[Stored data]
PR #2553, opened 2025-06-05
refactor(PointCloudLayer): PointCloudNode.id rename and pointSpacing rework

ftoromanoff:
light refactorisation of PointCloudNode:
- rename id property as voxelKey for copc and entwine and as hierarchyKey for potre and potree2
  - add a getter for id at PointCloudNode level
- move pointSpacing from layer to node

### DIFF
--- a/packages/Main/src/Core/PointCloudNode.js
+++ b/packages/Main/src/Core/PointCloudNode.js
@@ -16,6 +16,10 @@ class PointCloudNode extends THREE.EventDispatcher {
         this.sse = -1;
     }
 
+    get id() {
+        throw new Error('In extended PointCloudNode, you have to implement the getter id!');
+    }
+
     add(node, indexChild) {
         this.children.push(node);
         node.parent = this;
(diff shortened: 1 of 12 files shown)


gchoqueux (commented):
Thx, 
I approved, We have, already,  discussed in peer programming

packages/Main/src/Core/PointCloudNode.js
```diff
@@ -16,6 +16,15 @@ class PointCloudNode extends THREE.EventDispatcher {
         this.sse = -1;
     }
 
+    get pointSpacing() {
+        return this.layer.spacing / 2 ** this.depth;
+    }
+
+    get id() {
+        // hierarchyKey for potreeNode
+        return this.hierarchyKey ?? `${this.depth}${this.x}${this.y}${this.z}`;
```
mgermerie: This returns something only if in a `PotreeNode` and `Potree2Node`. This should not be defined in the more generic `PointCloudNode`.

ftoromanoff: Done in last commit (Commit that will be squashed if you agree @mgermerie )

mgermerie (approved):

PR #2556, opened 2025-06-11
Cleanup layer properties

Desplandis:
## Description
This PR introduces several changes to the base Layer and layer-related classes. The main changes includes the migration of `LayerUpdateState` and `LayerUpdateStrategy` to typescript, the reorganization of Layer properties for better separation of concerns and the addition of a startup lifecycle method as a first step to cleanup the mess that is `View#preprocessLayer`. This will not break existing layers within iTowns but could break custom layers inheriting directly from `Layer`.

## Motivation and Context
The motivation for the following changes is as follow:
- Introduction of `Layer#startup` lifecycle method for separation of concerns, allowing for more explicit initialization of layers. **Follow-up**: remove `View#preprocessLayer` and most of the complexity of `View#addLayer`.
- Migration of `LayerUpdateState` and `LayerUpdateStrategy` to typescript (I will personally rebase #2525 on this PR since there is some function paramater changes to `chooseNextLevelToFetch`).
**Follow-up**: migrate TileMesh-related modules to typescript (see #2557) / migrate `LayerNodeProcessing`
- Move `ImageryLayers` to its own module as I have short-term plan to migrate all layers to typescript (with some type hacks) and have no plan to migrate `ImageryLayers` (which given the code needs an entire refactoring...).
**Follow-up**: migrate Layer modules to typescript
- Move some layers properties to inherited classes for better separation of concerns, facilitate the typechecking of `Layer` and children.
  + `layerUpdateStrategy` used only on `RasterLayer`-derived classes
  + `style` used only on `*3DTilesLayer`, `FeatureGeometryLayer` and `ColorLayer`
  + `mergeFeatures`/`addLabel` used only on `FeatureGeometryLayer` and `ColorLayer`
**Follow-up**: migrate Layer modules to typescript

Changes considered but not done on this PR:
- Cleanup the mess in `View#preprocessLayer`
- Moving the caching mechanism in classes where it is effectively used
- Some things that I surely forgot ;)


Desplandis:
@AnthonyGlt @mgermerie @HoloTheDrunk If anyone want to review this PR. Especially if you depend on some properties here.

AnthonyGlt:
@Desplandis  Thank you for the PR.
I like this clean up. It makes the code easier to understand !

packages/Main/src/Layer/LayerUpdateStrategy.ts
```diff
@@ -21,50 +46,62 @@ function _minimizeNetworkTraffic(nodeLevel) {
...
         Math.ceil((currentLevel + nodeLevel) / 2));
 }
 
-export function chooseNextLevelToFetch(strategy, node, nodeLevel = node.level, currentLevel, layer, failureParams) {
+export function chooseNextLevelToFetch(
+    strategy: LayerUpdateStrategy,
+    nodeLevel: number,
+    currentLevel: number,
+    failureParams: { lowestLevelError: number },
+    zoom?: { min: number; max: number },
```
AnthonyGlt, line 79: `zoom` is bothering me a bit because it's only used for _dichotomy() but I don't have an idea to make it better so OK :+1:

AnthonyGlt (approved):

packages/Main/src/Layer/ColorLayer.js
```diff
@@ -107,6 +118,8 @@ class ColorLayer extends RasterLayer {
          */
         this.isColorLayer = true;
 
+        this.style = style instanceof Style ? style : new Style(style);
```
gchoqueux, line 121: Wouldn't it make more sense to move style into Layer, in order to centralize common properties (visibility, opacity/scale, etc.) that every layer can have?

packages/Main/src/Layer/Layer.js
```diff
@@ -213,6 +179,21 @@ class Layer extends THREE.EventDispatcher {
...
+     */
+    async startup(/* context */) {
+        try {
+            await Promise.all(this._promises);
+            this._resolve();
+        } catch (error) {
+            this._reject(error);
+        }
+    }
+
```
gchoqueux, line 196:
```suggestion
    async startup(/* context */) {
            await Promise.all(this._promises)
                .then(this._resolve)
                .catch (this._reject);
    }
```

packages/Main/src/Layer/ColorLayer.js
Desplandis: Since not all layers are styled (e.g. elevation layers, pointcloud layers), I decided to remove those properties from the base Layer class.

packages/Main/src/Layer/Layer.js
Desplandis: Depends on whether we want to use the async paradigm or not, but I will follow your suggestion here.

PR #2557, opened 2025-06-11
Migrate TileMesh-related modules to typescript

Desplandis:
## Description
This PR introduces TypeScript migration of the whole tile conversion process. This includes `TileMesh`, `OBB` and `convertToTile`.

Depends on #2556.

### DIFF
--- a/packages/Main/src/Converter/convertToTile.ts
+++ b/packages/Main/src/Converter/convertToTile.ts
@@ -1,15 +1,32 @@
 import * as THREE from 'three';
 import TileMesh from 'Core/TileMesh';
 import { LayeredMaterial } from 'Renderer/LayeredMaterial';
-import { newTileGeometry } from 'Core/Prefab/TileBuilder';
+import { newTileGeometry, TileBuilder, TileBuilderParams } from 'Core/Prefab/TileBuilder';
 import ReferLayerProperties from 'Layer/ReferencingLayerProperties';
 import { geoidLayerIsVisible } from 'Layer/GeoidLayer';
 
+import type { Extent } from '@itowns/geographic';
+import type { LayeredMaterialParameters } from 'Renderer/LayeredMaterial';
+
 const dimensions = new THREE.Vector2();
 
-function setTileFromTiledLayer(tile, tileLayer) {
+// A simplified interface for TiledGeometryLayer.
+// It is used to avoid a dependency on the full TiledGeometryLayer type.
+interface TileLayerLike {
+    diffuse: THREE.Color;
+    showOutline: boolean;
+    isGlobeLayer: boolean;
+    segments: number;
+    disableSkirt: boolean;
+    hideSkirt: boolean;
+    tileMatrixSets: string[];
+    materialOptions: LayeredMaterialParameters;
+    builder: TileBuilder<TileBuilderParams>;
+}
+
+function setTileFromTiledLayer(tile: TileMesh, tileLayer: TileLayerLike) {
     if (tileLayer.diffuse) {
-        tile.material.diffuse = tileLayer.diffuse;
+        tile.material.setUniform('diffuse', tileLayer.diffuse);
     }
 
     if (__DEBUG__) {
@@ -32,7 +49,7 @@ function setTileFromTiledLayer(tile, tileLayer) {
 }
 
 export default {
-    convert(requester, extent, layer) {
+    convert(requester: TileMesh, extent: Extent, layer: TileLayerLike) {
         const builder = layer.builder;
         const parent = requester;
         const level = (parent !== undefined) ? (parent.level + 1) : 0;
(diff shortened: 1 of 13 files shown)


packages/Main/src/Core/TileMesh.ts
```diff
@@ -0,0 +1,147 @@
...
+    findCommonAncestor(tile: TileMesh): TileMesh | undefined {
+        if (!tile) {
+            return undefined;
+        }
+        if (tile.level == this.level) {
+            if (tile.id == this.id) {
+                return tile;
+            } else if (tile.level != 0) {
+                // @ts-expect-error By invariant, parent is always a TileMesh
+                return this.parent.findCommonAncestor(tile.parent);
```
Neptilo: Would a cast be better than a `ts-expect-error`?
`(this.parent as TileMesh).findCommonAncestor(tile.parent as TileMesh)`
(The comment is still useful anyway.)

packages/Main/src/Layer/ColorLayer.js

#### [Prompt]
Each line that includes the string "findCommonAncestor" should be copied from the data.

#### [Written answer]
+    findCommonAncestor(tile: TileMesh): TileMesh | undefined {
+                return this.parent.findCommonAncestor(tile.parent);
`(this.parent as TileMesh).findCommonAncestor(tile.parent as TileMesh)`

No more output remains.